The Subcommittee argues that Ticketmaster’s own records undercut its habit of blaming bots, extraordinary demand, or outside actors when major onsales went sideways. During Morgan Wallen’s 2021 presale, for example, the report cites an internal update stating that multiple requests were made to “slow” or “pause” the queue so teams could reprice tickets, leaving “thousands in the queue waiting for what was very few tickets at the time.” In March 2022, the report says, another employee warned of ongoing issues “affecting pricers’ ability to transact during busy onsales.”
The report then turns to Taylor Swift’s Eras Tour presale — the most visible ticketing failure of the last several years. Ticketmaster publicly blamed staggering bot traffic and extraordinary fan demand. But according to emails cited by the Senate report, internal discussions pointed to aging infrastructure as part of the problem. The report says Ticketmaster President Mark Yovich attributed the outages to “old legacy pages [that] went down,” while Michael Rapino questioned internally whether the outcome would have been the same absent the outage given that demand was already known in advance.
Taken together, those examples form the report’s central argument: that Ticketmaster was not just standing in the middle of a chaotic marketplace, but was often shaping that chaos in ways that increased prices, sped inventory into more profitable channels, and strained the systems fans depended on.
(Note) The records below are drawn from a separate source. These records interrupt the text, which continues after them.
PR #876, opened 2026-06-27
feat(prusaslicer): multi-nozzle filaments → one preset per nozzle, with sync-back routing (#872 item 5)

hyiger:
Part of #872 (item 5, **export side**).

## What
PrusaSlicer has no parent/child for *user* filament presets, so a filament with **≥2 distinct nozzle calibrations** now exports as **N flat presets**, named `<name> <Ø> <type>` (e.g. `Inslogic PA12-CF 0.4 Diamondback`). Each preset:
- **bakes that nozzle's filament-level calibration** — extrusion_multiplier, filament_retract_*, filament_max_volumetric_speed, temps, fan;
- carries a **nozzle-scoped** `compatible_printers_condition = nozzle_diameter[0]==<Ø>` (dovetails with item 6);
- carries a `filamentdb_nozzle` hint for sync-back routing;
- shares the one `filamentdb_id` (#867).

**Single-nozzle filaments are unchanged** (one preset; calibration applied dynamically via the fork's `/calibration` endpoint).

## Known limitations (by design)
- **Pressure advance is printer-scoped** in PrusaSlicer, so it is NOT baked into the flat preset — it stays dynamic via `/calibration`.
- **Sync-back routing is item 5b (follow-up):** reading `filamentdb_nozzle` to route a synced preset's calibration values to the right per-nozzle entry (instead of top-level fields). Until 5b lands, syncing a per-nozzle preset writes EM/PA/retraction to the calibration entry via the existing `?nozzle_diameter=` path (the fork sends it), while temps/max-vol land on the top-level default — bounded, not data-loss.

## Tests
Multi-nozzle expansion (suffixed names, baked keys, scoped condition, nozzle hint) + single-nozzle stays-one-preset. Full bundle suite + tsc + lint green.

Per your 'proceed' on the recommended approach. Item 5b (sync-back) next.


hyiger:
@codex review

hyiger:
@codex review

hyiger:
Addressed both:

**P1 (sync-back / round-trip):** the exported per-nozzle presets carry the base `filamentdb_id`, so a name-addressed sync of `PLA 0.4 Brass` 409'd against the stored name `PLA` — not round-trippable. The sync route now reads the `filamentdb_nozzle` hint (added to `STRUCTURED_KEYS`), recognizes a per-nozzle preset (`<base> <Ø type [HF]>`), **suppresses the name mismatch** for it (a genuine mismatch with no hint still 409s), and **routes the calibration** to the matching per-nozzle entry — diameter from the hint, plus **type + high-flow to disambiguate same-Ø nozzles** (Brass vs Diamondback), across both the compatible-nozzle and global-catalog paths. Also suppresses the Phase 2 ObjectId-URL rename when a hint is present (an id-addressed per-nozzle sync can't overwrite the base name).

**P2 (high-flow grouping):** export groups by high-flow too (`0.4 Brass` std + `0.4 Brass HF` are distinct), suffix `<Ø> <type> HF`. Extracted a shared `nozzleSuffix()` so the export name, the hint, and the sync-back parse all agree.

This makes #876 the **complete item 5** (export + sync-back), not export-only. +4 sync-back route tests + high-flow/single/multi export tests.

@codex review

hyiger:
Addressed both:

**P1 (baked max-vol/temps/fan overwriting the filament-wide default):** a recognized per-nozzle sync now routes the full set — EM / PA / retraction **+ max-vol / temps / fan** — onto the *matching calibration entry* and leaves the top level untouched. Fan (which has no top-level home) is pulled out of the settings bag only when a calibration actually captured it. If no nozzle resolves, max-vol + temps fall back to the top level so nothing is lost.

**P2 (hinted ObjectId syncs not treated as per-nozzle):** `isPerNozzlePreset` now also covers `matchedByUrlObjectId`, so an id-addressed per-nozzle sync (ObjectId URL + `filamentdb_nozzle`, no `?nozzle_diameter=`) routes calibration via the hint's diameter/type/HF.

+3 route tests (routing-to-calibration with the top level untouched & fan not leaked; id-addressed routing; no-nozzle top-level fallback). 50 route + bundle tests green, tsc + lint clean.

@codex review

hyiger:
Addressed in 0b418452 — per-nozzle EM/pressure-advance/retraction are now excluded from the shared `settings` bag under the same `routeToCalibration && calibrationWrite` gate as the fan keys, so they land only on the resolved calibration entry. Single-nozzle syncs are unaffected. Strengthened the #872 per-nozzle test to assert EM/retraction don't leak into settings.

@codex review

hyiger:
Addressed the PA-routing P2 in `96f04c6a`, plus four related export/read/sync consistency gaps an adversarial self-review surfaced in the same area:

**The flagged P2** — PA stays dynamic (it's printer-scoped in PrusaSlicer, correctly not baked), so the `/calibration` read path needed the same type disambiguation as sync-back. Added an optional `nozzle_type` param to `GET /api/filaments/{id}/calibration` (soft filter: type match wins, else fall back to diameter matches so a type/data miss never 404s).

**Self-review follow-ups (same diff):**
- **Sync-back type match was case-SENSITIVE** while the new read path is case-insensitive — my own comment claimed symmetry that didn't hold. Made the sync-back nozzle-type query case-insensitive (anchored `escapeRegex`), so a lowercased/user-edited `0.4 diamondback` hint resolves the same nozzle on both paths.
- **EM/PA/retraction leak**: a per-nozzle preset that resolved *no* nozzle still dropped those keys into the shared `settings` bag (the exclusion was gated on `calibrationWrite`). Now gated on `routeToCalibration` alone — unresolved per-nozzle keys are dropped (no top-level home) rather than becoming the base filament's default.
- **Export grouping case-fold**: the `byNozzle` key used raw `nz.type`, so a casing variant ("Brass"/"brass") would split into two presets that both resolve to the same calibration. Case-folded the key (the human-readable suffix/hint keeps original casing).
- Reworded the read-path comment to stop overstating fallback symmetry (read soft-falls-back to a same-diameter entry; sync-back writes nothing per-nozzle on a type miss — intentional divergence).

**OrcaSlicer/Bambu (deliberately not flattened):** the per-nozzle flat-preset workaround is PrusaSlicer-specific because PrusaSlicer has no parent/child for *user* filament presets (issue #872). OrcaSlicer/Bambu support user-preset inheritance, so they keep one preset + dynamic `/calibration` — and the new `nozzle_type` param serves them too (the endpoint backs `format=orcaslicer`).

Tests: new `tests/calibration-route.test.ts` (type disambiguation both ways, case-insensitivity, unmatched-type fallback, high_flow, 404 diagnostics), extended #872 sync tests (case-insensitive routing + no-leak on the unresolved path), and a new export case-fold grouping test. `tsc` + lint clean; 89 tests across the three affected suites pass.

@codex review

hyiger:
Fixed in `f9bdcab7`. The bulk re-import no longer spawns suffixed orphan records — plus a self-review caught the same class of issue on two more surfaces, so all three `parseIniFilaments` callers are now consistent.

**The flagged P2** — new shared pure helper `collapsePerNozzleImportSections()` folds Filament DB's own per-nozzle suffixed sections (detected by the `filamentdb_nozzle` hint) back into their base filament: de-suffixes the name, groups siblings by `filamentdb_id`, strips routing hints + per-nozzle baked keys, and omits temps/max-vol so an update can't clobber the base's shared values.

**Wired into all three callers** (the other two had the same latent bug):
- `POST /api/filaments/import` (bulk)
- `POST /api/filaments/prusaslicer` (bulk) — its doc builder now spreads the collapsed entry, so omitted keys are uniformly not `$set` (it was gating temps but still clobbering `color`/`cost`/`density`/`diameter` with parse defaults)
- `POST /api/filaments/parse-ini` (new-filament prefill) — was leaking the suffixed name + baked per-nozzle values into the form

**Scalar non-clobber (P3):** a collapsed section now carries a shared scalar (`cost`/`density`/`color`/`diameter`) only when the section actually supplied it, so a partial/hand-crafted section can't `$set` parse defaults (`null` / `#808080` / `1.75`) over the base's real values. The normal export bakes these from the base, so they still round-trip.

**Lossiness (P3):** the per-nozzle calibration model is intentionally not reconstructed from a flat bundle — a fresh import of a multi-nozzle export lands the base filament without baked temps/calibrations by design; Backup & Restore is the lossless path. Documented in code on both bulk-import paths.

Tests: pure-helper cases (collapse, pass-through, sibling grouping, scalar-gate both ways) + route round-trips on all three endpoints (no orphans, base temps/scalars preserved, hints not stored). `tsc` + lint clean; full suite green (2426 tests).

@codex review

hyiger:
Both addressed in `48d49481`, plus a related self-review fix.

**P2 — validate per-nozzle calibration before persisting:** the calibration writes are atomic `updateOne` `$set`/`$push` that don't run schema validators. Now a probe sub-document is validated against the schema (`validate(["calibrations"])`) BEFORE any write, so an out-of-range baked value (`temperature=900`, `max_fan_speed=150`) rejects the whole sync with **400** and nothing persists — symmetric with the top-level `runValidators` path. Confirmed the calibration validators (nozzleTemp 0–600, fans 0–100, etc.) actually fire.

**P3 — gate vendor/type when collapsing a partial section:** `vendor`/`type` are now carried only when the suffixed section actually supplied `filament_vendor`/`filament_type` (same treatment as cost/density/diameter/color), so a partial/hand-crafted section can't `$set` `"Unknown"` over an existing base filament's identity. The normal export bakes them from the base, so round-trips are unaffected.

**Self-review P2 — per-row import resilience:** `/api/filaments/prusaslicer` had no per-row `try/catch`, so one bad section (e.g. a partial collapsed section failing required-field validation on create) would 500 the whole bundle. Wrapped each row to collect per-row errors into `errors[]` and return them — mirroring `/api/filaments/import`. This also makes the "surfaced as a per-row error" code comment accurate for both routes.

Tests: out-of-range temp + fan → 400 (nothing persisted); collapse omits unsupplied vendor/type; a hint-only section preserves base vendor/type/cost/density/color; a bad partial section → 200 + `errors[]`, not 500. `tsc` + lint clean; full suite green (2429).

@codex review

The money behind the model
The financial story outlined by the report helps explain why that matters. The Subcommittee says Ticketmaster’s gross transaction value rose 164% from 2017 to 2023, while total revenue rose 203% over that stretch, outpacing the increase in the underlying face value of tickets. It also says the company locked resale economics into venue contracts, with post-2017 deals often pushing resale seller and buyer fees higher and, in one 2022 agreement, allowing Ticketmaster to keep 90% of concert resale fee revenue for ten years.
For critics of the company, those figures help explain why practices around dynamic pricing, integrated resale, and tighter control over high-demand onsales have become such a flashpoint. The report’s argument is that these were not isolated tactics, but parts of a broader system that rewarded scarcity, opacity and ever-higher consumer costs.
What comes next
The report closes with several policy recommendations, including continuing efforts to break up Live Nation and Ticketmaster, considering a federal cap on resale prices, and passing stronger restrictions on deceptive and abusive ticketing practices. The most broadly relevant of those proposals may be the least ideological: clearer upfront pricing, prohibitions on tickets changing price during checkout, and more conspicuous labeling or separation of resale inventory from primary listings.
Those transparency issues are likely to resonate well beyond the report’s more controversial proposals. Whatever one’s view of resale markets, the strongest new material here is not an argument that resale itself is the problem. It is the report’s contention that Ticketmaster used its dominance across primary ticketing, resale integration, pricing tools, and venue relationships to profit from confusion and scarcity — and then too often pointed the finger elsewhere when fans were furious.